### Work request:
Scan the material for the word "edit", and copy each line where it shows up.
Segment Start: Provided records
PR #2299, opened 2016-05-10
scrollTo

aspidites:
Didn't notice until after I merged @misterjonscott's work that it didn't work properly for Firefox. This corrects that, as well as moved it to a common function with documentation and parametrize input.


gulp/src/common/ui/SvgIcon.jsx
```diff
@@ -1,5 +1,5 @@
 import React, {PropTypes} from 'react';
-import {isIE8} from 'common/browserSpecific.js';
+import {isIE8} from 'common/dom.js';
```
misterjonscott: Do you care that you included the extension, here?

aspidites: Fixed.

PR #2301, opened 2016-05-11
[PD-1971] fix bug

lemniscate613:
Another simple fix.

If a date field is empty, it defaults to today. I was checking the wrong thing, so it was always "empty" and therefor always defaulting to today (and overwriting data).

### DIFF
--- a/gulp/src/myprofile/main.jsx
+++ b/gulp/src/myprofile/main.jsx
@@ -253,7 +253,7 @@ class Module extends React.Component {
           let month;
           let day;
           // If date value is empty use today's date
-          if ((!formContents[item]) || (formContents[item] === '')) {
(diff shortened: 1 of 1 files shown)


aspidites:
I'm not able to reproduce the erroneous behavior. Empty field defaults to today, but choosing something and tabbing to the date field opens the widget with the correct date in it. Unless you are referring to form submission?

lemniscate613:
@aspidites What *used* to happen was: you edit an existing module, and all dates are overwritten with the current date.

Now, when you edit an existing module, the date value is as it should be.

Essentially, this used to always be true: https://github.com/DirectEmployers/MyJobs/pull/2301/files Because formContents[item] didn't exist yet.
Segment End: Provided records
### Response area:
@aspidites What *used* to happen was: you edit an existing module, and all dates are overwritten with the current date.
Now, when you edit an existing module, the date value is as it should be.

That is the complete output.